I just finished Rosaria Butterfield’s book, The Gospel Comes with a House Key: Practicing Radically Ordinary Hospitality in our Post-Christian World. I found the book to be extremely challenging in terms of a call to living an open and hospitable life. Her stories of hospitality with her neighbors and unlikely friends moved me to want to be more like her. I’m going to ask my wife to read the book to see how we can grow in this together as we lead our family. She focused a lot of her stories of hospitality in their family’s home, which was great. However, I think that we can also be hospitable to people wherever we encounter them as we open our lives to others everywhere.

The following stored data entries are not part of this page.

PR #931, opened 2021-10-21
EVG-14563 Apply default sort on Patch page when clearing filters 

minnakt:
[EVG-14563](https://jira.mongodb.org/browse/EVG-14563)

### Description 
This PR makes it so that when a user presses the "Clear All Filters" button, the default sorting is applied to the Patch page. (Previously, clicking the button would cause all sorting to be cleared.)

### Screenshots
https://user-images.githubusercontent.com/47064971/138209639-8c210678-7198-41f3-be44-ac370893800a.mov

### Testing 
Edited `task_filters.ts` test to pass with frontend changes.

### DIFF
--- a/src/components/PatchTabs/Tasks.tsx
+++ b/src/components/PatchTabs/Tasks.tsx
@@ -4,14 +4,15 @@ import styled from "@emotion/styled";
 import Button from "@leafygreen-ui/button";
 import { Skeleton } from "antd";
 import every from "lodash.every";
-import { useParams, useLocation, useHistory } from "react-router-dom";
+import { useParams, useLocation } from "react-router-dom";
+// import { useParams, useLocation, useHistory } from "react-router-dom";
 import { usePatchAnalytics } from "analytics";
 import { PageSizeSelector } from "components/PageSizeSelector";
 import { Pagination } from "components/Pagination";
 import { ResultCountLabel } from "components/ResultCountLabel";
 import { TableControlOuterRow, TableControlInnerRow } from "components/styles";
 import { pollInterval } from "constants/index";
-import { getVersionRoute } from "constants/routes";
+// import { getVersionRoute } from "constants/routes";
 import { useToastContext } from "context/toast";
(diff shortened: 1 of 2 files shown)


src/components/PatchTabs/Tasks.tsx
```diff
@@ -68,6 +66,18 @@ export const Tasks: React.FC<Props> = ({ taskCount }) => {
   useNetworkStatus(startPolling, stopPolling);
   const { patchTasks } = data || {};
 
+  const onClearAll = () => {
+    patchAnalytics.sendEvent({ name: "Clear all filter" });
+    updateQueryParams({
+      statuses: [],
+      baseStatuses: [],
```
khelif96, line 73: Can we also set these to undefined?

src/components/PatchTabs/Tasks.tsx
```diff
@@ -80,10 +90,7 @@ export const Tasks: React.FC<Props> = ({ taskCount }) => {
             denominator={taskCount}
           />
           <PaddedButton // @ts-expect-error
-            onClick={() => {
-              patchAnalytics.sendEvent({ name: "Clear all filter" });
-              router.push(getVersionRoute(versionId));
-            }}
+            onClick={() => onClearAll()}
```
khelif96, line 93:
```suggestion
            onClick={onClearAll}
```

src/components/PatchTabs/Tasks.tsx
```diff
@@ -68,6 +66,18 @@ export const Tasks: React.FC<Props> = ({ taskCount }) => {
...
 
+  const onClearAll = () => {
+    patchAnalytics.sendEvent({ name: "Clear all filter" });
+    updateQueryParams({
+      statuses: [],
+      baseStatuses: [],
+      taskName: undefined,
+      variant: undefined,
+      page: undefined,
+      sorts: "STATUS:ASC;BASE_STATUS:DESC",
```
khelif96, line 77: Can we extract this into a shared variable for L45 and here.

Here’s a few quotes from the book (but the stories are really the best):
- “We must work hard to know who our neighbors are and how they struggle. We want to show respect and a helping hand.” (p.32)
- “Practicing hospitality in our post-Christian world means that you develop thick skin.” (p.62)
- “Practicing daily, ordinary, Christian hospitality doubles our grocery budget – and sometimes triples it. There are vacations we do not take, house projects that never get started, entertainment habits that never get an open door, new cars and gadgets that we don’t even bother coveting.” (p. 63)
- “Jesus dines with sinners so that he can get close enough to touch us, so that he can participate in the intimacy of table fellowship as a healer and a helper. Jesus comes to change us, to transform us, so that after we have dined with Jesus, we want Jesus more than the sin that beckons our fidelity.” (p.85)
- “Christian hospitality is not for sale. It cannot be made into a commodity. The gospel is free.” (p. 86)
- “But the question is: Do Christian people practice Christian hospitality in regular, ordinary, consistent ways? Or do we think our homes too precious for criminals and outcasts? Our homes are not our castles. Indeed, they are not even ours. So where can you start? Start where you are.” (p. 100)
- “We live in a world that highly values functionality. But there is such a thing as being too functional. When we are too functional, we forget that the Christian life is a calling, not a performance.” (p.111)
- “The Christian life isn’t a math test. A whole lot more than the answer matters a whole lot more. So he accompanies them in their suffering. And we need to do the same. When people are willing to stop and tell us where they hurt, we need to praise God for it, and we need to stop what we are doing, shut our mouths, and listen with care.” (p. 200)
- “Imagine a world where neighbors said that Christians throw the best parties in town and are the go-to people for big problems and issues, without being invited. Imagine if the children in the neighborhood knew that the Christians were safe people to ask for help when unthinkable agony canvassed their private or family lives. Imagine a world where every Christian knew by name people sufficiently to be of earthly and spiritual good. Imagine a world where every Christian knew by name people who lived in poverty or prison, felt tied to them and to their futures, and lived differently because of it. This is the world that the Bible imagines for us. That is the world that Jesus prays for us to create in his name.”
P.S. Vocab word of the day is: elide – omit or strike out.